▶ **Task details**
In the data below, find every line with the word "requirements" and copy it.

▶ **Excerpted records**
Issue #87, opened 2016-02-01
webkit would prefer that we not allow cross-frame root-->target observations except for the case of the null root


ojanvafai:

szager-chromium:
Any particular reason for this?

KenjiBaheux:
I'm worried this will mean that other third parties in a chain will have to keep their legacy Viewable Impression measurement code in place (i.e. Advertisers and extra Ads exchange want to measure Viewability on their own).

ojanvafai:
They don't think the implementation complexity is justified since we have no use cases for it.

@KenjiBaheux, that case should be fine still. Same-origin, cross-frame with a null root works. It's just that you can't have a specified root in a different frame from the target being observed. Which is to say, if they're in different frames, they're handled the same as if the target is not a descendant of the root.

szager-chromium:
There's no known use case for this, so let's go ahead and do it.

Issue #72, opened 2015-11-07
Need to define actual syntax for rootMargin


mpb:
Does it allow percentage values? `calc()`? Units other than `px`? If if allows `em` and `ex` units, which font size is used for them, and when? If it allows `vh` and `vw` units, which viewport is used for them and when?

cloned from #52 which went off-topic.
cc: @bzbarsky

mpb:
Maybe can be % or `px`, and if you don't specify a `root` then % should throw.

szager-chromium:
Consensus in favor of mpb's suggestion, let it be so.

ojanvafai:
Actually, on further thought, I think we should just disallow rootMargin if root is null. We don't have clear use-cases for it or authors asking for it. The reasons for this are:
1. Makes it consistent with having rootBounds be null if root is null.
2. For browsers that don't run the rendering pipeline for off-screen, cross-origin frames, this avoids needing to run the rendering pipeline just to see if something observed inside the frame crosses the threshold.

Any objections? @tabatkins @esprehn @szager-chromium @mpb

mpb:
No objections.

esprehn:
We discussed this in person with Apple, and I don't think that's correct, it means you can't specify a runway for top level observers in the common case, you end up having to observe the documentElement, but the documentElement can actually be 0x0 if the page is all positioned so that's not right either.

This needs something more subtle like "rootMargin only applies in the top level frame, or when a root is specified in a subframe."

ojanvafai:
Forgot to comment on this one. I commented on https://github.com/WICG/IntersectionObserver/issues/52#issuecomment-177743457.

So we'll have two things:
1. rootMargins/rootBounds don't work for cross-origin observations as per issue #52.
2. same-origin, cross-frame observation doesn't work as per issue #87.

That only leave same-frame observations, which allows px and % values in rootMargin.

@esprehn that sound OK?

szager-chromium:
Wait, that's missing something:

3. same-origin, cross-frame observation with null root.  Does rootMargin work for this?

ojanvafai:
@szager-chromium yes, I believe that's the case @esprehn was trying to point out as that's something you don't have access to from JS, so the only way to observer the magical root is to use the null root.

szager-chromium:
@ojanvafai I am confused.  According to #87, any cross-frame observation must have a null root.  There are two possibilities for cross-frame observations:

1. cross-origin -- no rootBounds, no rootMargin
[...]

Issue #58, opened 2015-10-21
Remove auto-unobserving. Instead have active and inactive observations.


szager-chromium:
Proposal: IntersectionObserver.observe should take a second, optional argument (let's call it unobserveCallback) which is a callback to invoke whenever the 'unobserve' steps are run for this observation.  Section 3.2.5 can be removed from the spec (i.e., nothing is done during node removal).  When the intersection observation steps are run (section 3.2.4), a check should be made that the target is still a descendant of the root.  If the check fails, the 'unobserve' steps are run, invoking unobserveCallback.

This proposal provides an additional benefit for the case where the target and/or root elements are moved in the DOM tree, but their ancestor/descendant relationship stays intact (e.g., sorting siblings).  In this case, under the current spec, any observer relationships between target and root would be destroyed without notification.  With this proposal, the observer relationships would stay intact.

ojanvafai:
@tabatkins and @shans and I discussed this and we think it's too weird to have the unobserve happen when the intersection observation steps are run. For example, what if we decide to run those steps on the compositor thread in the future?

Unobserving immediately upon removal (as we currently have specced) along with the unobserve callback should be ergonomic enough and doesn't lead to a bunch if implementation complexity/requirements.

Sound good?

@esprehn @mpb @slightlyoff

szager-chromium:
I'll defer to the voice of experience here, but I would point out two things:

- As written, when a node is removed, we have to do a full tree walk of its descendants to look for observer targets.  That seems like too much work.

- Intuitively, I would expect to be able to remove and immediately reinsert an observer root (or one of its ancestors) without invalidating all of the root's intersection observers, since I didn't alter the ancestry relationship between target and root.  Adding an unobserveCallback makes this a bit more palatable, but it still feels fragile.

szager-chromium:
I updated the title of this issue to focus on adding an unobserveCallback.  The question of whether to keep observations intact if a root is removed and reinserted without breaking the relationship between root and target can be considered separately.

unobserveCallback is needed so that implicit unobserve's caused by DOM mutation won't go unreported.  Yet to be determined: the timing of the callback; it need not be synchronous.

mpb:
I think calling an explicit unobserve() doesn't need to trigger the unobserved callback, right? Is there precedent for this in other APIs?

ojanvafai:
[...]

PR #100, opened 2016-02-16
Clarify rootMargin processing and active state.

szager-chromium:
- rootMargin only honored for same-origin.
- If containing block or target-in-same-frame-as-explicit-root
  requirements are violated, don't generate notifications.
- Get rid of per-browsing-context-unit IntersectionObservers list.
- Update text about HTML Processing Model.

Issue #58
Issue #87
Issue #72

### DIFF
--- a/index.bs
+++ b/index.bs
@@ -218,9 +218,7 @@ interface IntersectionObserver {
 		7. Sort |thresholds| in ascending order.
 		8. If |thresholds| is empty, append <code>0</code> to |thresholds|.
 		9. Set |this|.|thresholds| to |thresholds|.
-		10. Append |this| to the <a>unit of related similar-origin browsing context</a>'s
-			<a>IntersectionObservers</a> list.
-		11. Return |this|.
+		10. Return |this|.
 	: <dfn>observe(target)</dfn>
 	::
 		1. If |target| is in |this|'s internal {{[[ObservationTargets]]}} slot,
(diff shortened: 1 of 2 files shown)


index.bs
```diff
@@ -582,49 +583,45 @@ To <dfn>run the update intersection observations steps</dfn> for an
...
 1. Let |unit| be the <a>unit of related similar-origin browsing contexts</a> for
 	|loop|.
-2. For each |observer| in |unit|'s <a>IntersectionObservers</a> list:
+2. Let |observer list| be a list of all {{IntersectionObserver}}s
+	whose {{IntersectionObserver/root}} is in the DOM tree of a document in |unit|.
+3. For each |observer| in |observer list|:
 	1. Let |rootBounds| be |observer|'s <a>root intersection rectangle</a>.
 	2. For each |target| in |observer|'s internal {{[[ObservationTargets]]}} slot:
-		1. Let |targetRect| be a {{DOMRectReadOnly}}
+		1. If |target| is not a descendant of the <a>intersection root</a>
```
ojanvafai: This should also only apply if the <a>intersection root</a> is not the <a>implicit root</a>.

ojanvafai:
lgtm once that one issue is addressed.

index.bs
szager-chromium: Done.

▶ **Task response**
Unobserving immediately upon removal (as we currently have specced) along with the unobserve callback should be ergonomic enough and doesn't lead to a bunch if implementation complexity/requirements.
  requirements are violated, don't generate notifications.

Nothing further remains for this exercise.